P1 <- ddply(cdata, "EVTYPE", summarize, PROPTOT = sum(PROPTOT))
C1 <- ddply(cdata, "EVTYPE", summarize, CROPTOT = sum(CROPTOT))
moneyPROP <- subset(P1, PROPTOT>4500000000) #Subsets top 10
moneyCROP <- subset(C1, CROPTOT>500000000) #Subsets top 10
moneyPROP <- moneyPROP[order(moneyPROP[,2], decreasing=TRUE),]#Puts them in order
moneyCROP <- moneyCROP[order(moneyCROP[,2], decreasing=TRUE),]#Puts them in order
moneyPROP
## EVTYPE PROPTOT
## 84 FLOOD 159167037460
## 141 HURRICANE 81118659010
## 270 STORM SURGE 43193536000
## 349 TORNADO 24616945710
## 109 HAIL 14639478920
## 345 THUNDERSTORM WIND 7860710880
## 411 WILDFIRE 7760449500
## 353 TROPICAL STORM 7642475550
## 273 STRONG WIND 5424909310
## 271 STORM SURGE/TIDE 4641188000
moneyCROP
## EVTYPE CROPTOT
## 51 DROUGHT 13367566000
## 84 FLOOD 6309680100
## 141 HURRICANE 5349282800
## 109 HAIL 2540725700
## 74 EXTREME COLD 1309623000
## 96 FROST/FREEZE 1094186000
## 345 THUNDERSTORM WIND 952246350
## 116 HEAVY RAIN 728169800
## 273 STRONG WIND 698814800
## 353 TROPICAL STORM 677711000
The following plots shows this data.
g3 <- ggplot(moneyPROP,aes(x=EVTYPE,y=PROPTOT))
g3 <- g3 + geom_bar(stat="identity")
g3 <- g3 + theme(axis.text.x = element_text(angle = 90, hjust = 1))
g3 <- g3 + theme(legend.position="none")
g3 <- g3 + ylab("Property Damage (Dollars)")
g3 <- g3 + xlab("")
g4 <- ggplot(moneyCROP,aes(EVTYPE,CROPTOT))
g4 <- g4 + geom_bar(stat="identity")
g4 <- g4 + theme(axis.text.x = element_text(angle = 90, hjust = 1))

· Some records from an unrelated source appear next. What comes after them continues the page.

PR #7488, opened 2017-02-13
[Checkout] Skip shipping step if only one shipping method is available

Zales0123:
| Q               | A
| --------------- | ---
| Bug fix?        | no |
| New feature?    | yes |
| BC breaks?      | yes |
| Related tickets | based on https://github.com/Sylius/Sylius/pull/7276 |
| License         | MIT |

Of course, we should finish iterating over parent PR before merging it, I just open it to have it already on the PRs list.

To-do:
 - [x] solve problems with failing checkout scenarios due to single shipping method setup

### DIFF
--- a/app/migrations/Version20170214104908.php
+++ b/app/migrations/Version20170214104908.php
@@ -1,0 +1,34 @@
+<?php
+
+namespace Sylius\Migrations;
+
+use Doctrine\DBAL\Migrations\AbstractMigration;
+use Doctrine\DBAL\Schema\Schema;
+
+/**
+ * Auto-generated Migration: Please modify to your needs!
+ */
+class Version20170214104908 extends AbstractMigration
+{
+    /**
+     * @param Schema $schema
+     */
+    public function up(Schema $schema)
+    {
+        // this up() migration is auto-generated, please modify it to your needs
+        $this->abortIf($this->connection->getDatabasePlatform()->getName() !== 'mysql', 'Migration can only be executed safely on \'mysql\'.');
+
+        $this->addSql('ALTER TABLE sylius_channel ADD skipping_shipping_step_allowed TINYINT(1) NOT NULL');
+    }
+
+    /**
+     * @param Schema $schema
+     */
+    public function down(Schema $schema)
+    {
+        // this down() migration is auto-generated, please modify it to your needs
+        $this->abortIf($this->connection->getDatabasePlatform()->getName() !== 'mysql', 'Migration can only be executed safely on \'mysql\'.');
+
+        $this->addSql('ALTER TABLE sylius_channel DROP skipping_shipping_step_allowed');
+    }
+}
--- a/app/migrations/Version20170214104908.php
+++ b/app/migrations/Version20170214104908.php
@@ -19,6 +19,7 @@ class Version20170214104908 extends AbstractMigration
         $this->abortIf($this->connection->getDatabasePlatform()->getName() !== 'mysql', 'Migration can only be executed safely on \'mysql\'.');
 
         $this->addSql('ALTER TABLE sylius_channel ADD skipping_shipping_step_allowed TINYINT(1) NOT NULL');
+        $this->addSql('UPDATE sylius_channel SET skipping_shipping_step_allowed = 0');
     }
 
     /**
--- a/features/channel/managing_channels/adding_channel.feature
+++ b/features/channel/managing_channels/adding_channel.feature
@@ -31,6 +31,7 @@ Feature: Adding a new channel
         And I define its color as "blue"
         And I choose "Euro" as the base currency
         And I choose "English (United States)" as a default locale
+        And I allow to skip shipping step if only one shipping method is available
         And I add it
         Then I should be notified that it has been successfully created
         And the channel "Mobile channel" should appear in the registry
--- a/features/checkout/skipping_shipping_step_when_only_one_shipping_method_is_available.feature
+++ b/features/checkout/skipping_shipping_step_when_only_one_shipping_method_is_available.feature
@@ -7,19 +7,22 @@ Feature: Skipping shipping step when only one shipping method is available
     Background:
         Given the store operates on a single channel in "United States"
         And the store has a product "Guards! Guards!" priced at "$20.00"
+        And the store allows paying with "Paypal Express Checkout"
         And I am a logged in customer
 
-    @todo
+    @ui
     Scenario: Seeing checkout payment page after addressing if only one shipping method is available
         Given the store has "DHL" shipping method with "$5.00" fee
         And I have product "Guards! Guards!" in the cart
         And I am at the checkout addressing step
         When I specify the shipping address as "Ankh Morpork", "Frost Alley", "90210", "United States" for "Jon Snow"
         And I complete the addressing step
-        Then I should be on the checkout payment step
+        And I select "Paypal Express Checkout" payment method
+        And I complete the payment step
+        Then I should be on the checkout complete step
         And my order's shipping method should be "DHL"
 
-    @todo
+    @ui
     Scenario: Seeing checkout payment page after addressing if only one shipping method is available for current channel
         Given the store has "DHL" shipping method with "$5.00" fee
         Given the store has "FedEx" shipping method with "$15.00" fee not assigned to any channel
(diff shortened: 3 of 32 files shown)


Zales0123:
There is one big issue with this feature - it breaks 90% of our checkout scenarios 😄  The problem is, that in most features background setup consist of only one shipping method (`And the store ships everywhere for free`). Therefore, due to our new logic, shipping step is skipped and all steps that:
- check if current page is shipping step
- select the only available method
- pass whole checkout with some payment and shipping methods

are teared down in a massive explosion 💥 

I see 3 possibilities how we can handle this issue:
1. remove all shipping selection related steps/part of the steps in scenarios that has only one shipping method configured in setup.
2. add second, unused in scenario, shipping method for each scenario (to have two of them and don't allow to skip shipping step if we don't want to)
3. modify `And the store ships everywhere for free` step to create 2 free shipping methods rather than one (the same reason as in 2).

Personally, I think the 3 option would be the best solution. As skipping shipping method is a feature not a default behaviour, our default shop setup should consist of at least **2** shipping methods (as for example we have in the fixtures). The only thing I'm not totally ok with, is creating two shipping methods in step called `And the store ships everywhere for free`. It would be probably better to rename it to something more appropriate.

Please tell me what is the best solution in your opinion ;)

tchapi:
Why would you want to do that ? How is the user going to know what shipping method he's paying for if we just skip the step where he can see all the info about it ?

TheMadeleine:
@tchapi I think you still have the info on the order summary page, where the customer needs to confirm all the order's data with the `Place the order` button. :)

Zales0123:
@tchapi whole feature is just for speeding up a checkout process if it's possible. But we can think about displaying a flash message about skipped shipping step and added costs. I just don't know if it's not redundant - as @TheMadeleine have written, we have a shipping costs information on order summary page.

tchapi:
I can't really think of a web store that does skip the shipping process (_except maybe when it's a kind of downloadable product_). My concern is that the clients are going to land on the summary page with a shipping line and say 'hell, where do I change the shipping method ? I did miss a step, how can I go back ?' and it's going to create frustration again.

Skipping payment when it's free is a totally different process, skipping something that is _not free_ is definitely a bad idea and a user experience anti-pattern I think.

pjedrzejewski:
I agree with @tchapi and this should be optional behavior for stores that sell virtual goods or if they really have a single shipping method and make it obvious for customer. How about we add a setting on Channel entity that defines if this behavior applies or not? We can make it ``false`` by default. WDYT?

psihius:
In my case there can be a single shipping method, but user has to select the shipping destination from a list of places as in Baltics the self-pickup boxes are the prefered shipping method by everyone - I'd say like 90% of small packages is shipped via this method (and it's considerably cheaper).
So just flat-out skipping a shipping method by default is not a good idea. Either make it optional, or (probably a better option), add to the payment method a flag that defines if this shipping method can be skipped at all or requires user interaction.

Zales0123:
Thank you all for the feedback ;) Eventually, I've implemented a flag on `Channel` that @pjedrzejewski proposed, I think it's a good compromise in this case ;) 🐃

src/Sylius/Bundle/CoreBundle/Form/Extension/ChannelTypeExtension.php
```diff
@@ -68,6 +69,10 @@ public function buildForm(FormBuilderInterface $builder, array $options)
                 'label' => 'sylius.form.channel.contact_email',
                 'required' => false,
             ])
+            ->add('skippingShippingStepAllowed', CheckboxType::class, [
+                'label' => 'sylius.form.channel.skipping_shipping_step_allowed',
```
pjedrzejewski: Bro, do you even allow skipping your shipping? XD

src/Sylius/Bundle/CoreBundle/Templating/Helper/CheckoutStepsHelper.php
```diff
@@ -0,0 +1,64 @@
...
+    }
+
+    /**
+     * @param OrderInterface $order
+     *
+     * @return bool
+     */
+    public function isPaymentRequired(OrderInterface $order)
+    {
+        return 0 < $order->getTotal();
```
pjedrzejewski: Shouldn't we have a service here too?

Zales0123: I was thinking about it too, but I finally decided to not introduce a separate service for such a simple case... However, it would of course be consistent with whole logic, so I can naturally do it.

features/checkout/skipping_shipping_step_when_only_one_shipping_method_is_available.feature
```diff
@@ -0,0 +1,50 @@
...
+        And I complete the addressing step
+        And I select "Paypal Express Checkout" payment method
+        And I complete the payment step
+        Then I should be on the checkout complete step
+        And my order's shipping method should be "DHL"
+
+    @ui
+    Scenario: Seeing checkout payment page after addressing if only one shipping method is available for current channel
+        Given the store has "DHL" shipping method with "$5.00" fee
+        Given the store has "FedEx" shipping method with "$15.00" fee not assigned to any channel
```
GSadee: And

features/checkout/skipping_shipping_step_when_only_one_shipping_method_is_available.feature
```diff
@@ -0,0 +1,50 @@
...
+        And I complete the addressing step
+        And I select "Paypal Express Checkout" payment method
+        And I complete the payment step
+        Then I should be on the checkout complete step
+        And my order's shipping method should be "DHL"
+
+    @ui
+    Scenario: Seeing checkout payment page after addressing if only one shipping method is enabled for current channel
+        Given the store has "DHL" shipping method with "$5.00" fee
+        Given the store has disabled "FedEx" shipping method with "$15.00" fee
```
GSadee: And

app/migrations/Version20170214104908.php
```diff
@@ -0,0 +1,34 @@
...
+{
+    /**
+     * @param Schema $schema
+     */
+    public function up(Schema $schema)
+    {
+        // this up() migration is auto-generated, please modify it to your needs
+        $this->abortIf($this->connection->getDatabasePlatform()->getName() !== 'mysql', 'Migration can only be executed safely on \'mysql\'.');
+
+        $this->addSql('ALTER TABLE sylius_channel ADD skipping_shipping_step_allowed TINYINT(1) NOT NULL');
```
pjedrzejewski: Please set default value as false for existing method, because that's the current behaviour.

features/channel/managing_channels/adding_channel.feature
```diff
@@ -31,6 +31,7 @@ Feature: Adding a new channel
         And I define its color as "blue"
         And I choose "Euro" as the base currency
         And I choose "English (United States)" as a default locale
+        And I allow to skip shipping step if only one shipping method is available
```
michalmarcinkowski: Is it required?

features/checkout/skipping_shipping_step_when_only_one_shipping_method_is_available.feature
```diff
@@ -0,0 +1,50 @@
...
+        And I complete the addressing step
+        And I select "Paypal Express Checkout" payment method
+        And I complete the payment step
+        Then I should be on the checkout complete step
+        And my order's shipping method should be "DHL"
+
+    @ui
+    Scenario: Seeing checkout payment page after addressing if only one shipping method is enabled for current channel
+        Given the store has "DHL" shipping method with "$5.00" fee
+        And the store has disabled "FedEx" shipping method with "$15.00" fee
```
michalmarcinkowski: Can we swap the order of the above steps to ensure we don't simply get the first shipping method from the database?

features/channel/managing_channels/adding_channel.feature
Zales0123: Well, it ensures us that during channel creation we can set this property as true, so I think it provides some measurable value.

michalmarcinkowski: We don't validate if this property is set, but at least check if we can select it, so it's :+1:

pjedrzejewski:
Thanks Mateusz, nice work!

features/channel/managing_channels/adding_channel.feature
Zales0123: Yes, that's what I meant 😄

g4 <- g4 + ylab("Crop Damage (Dollars)")
g4 <- g4 + xlab("")
grid.arrange(g3,g4,ncol=2,top="Top 10 Weather-related Events on the Economy")
The number one weather-related event causing property damage are floods followed by hurricanes. The number one cause of crop damage are droughts followed by floods.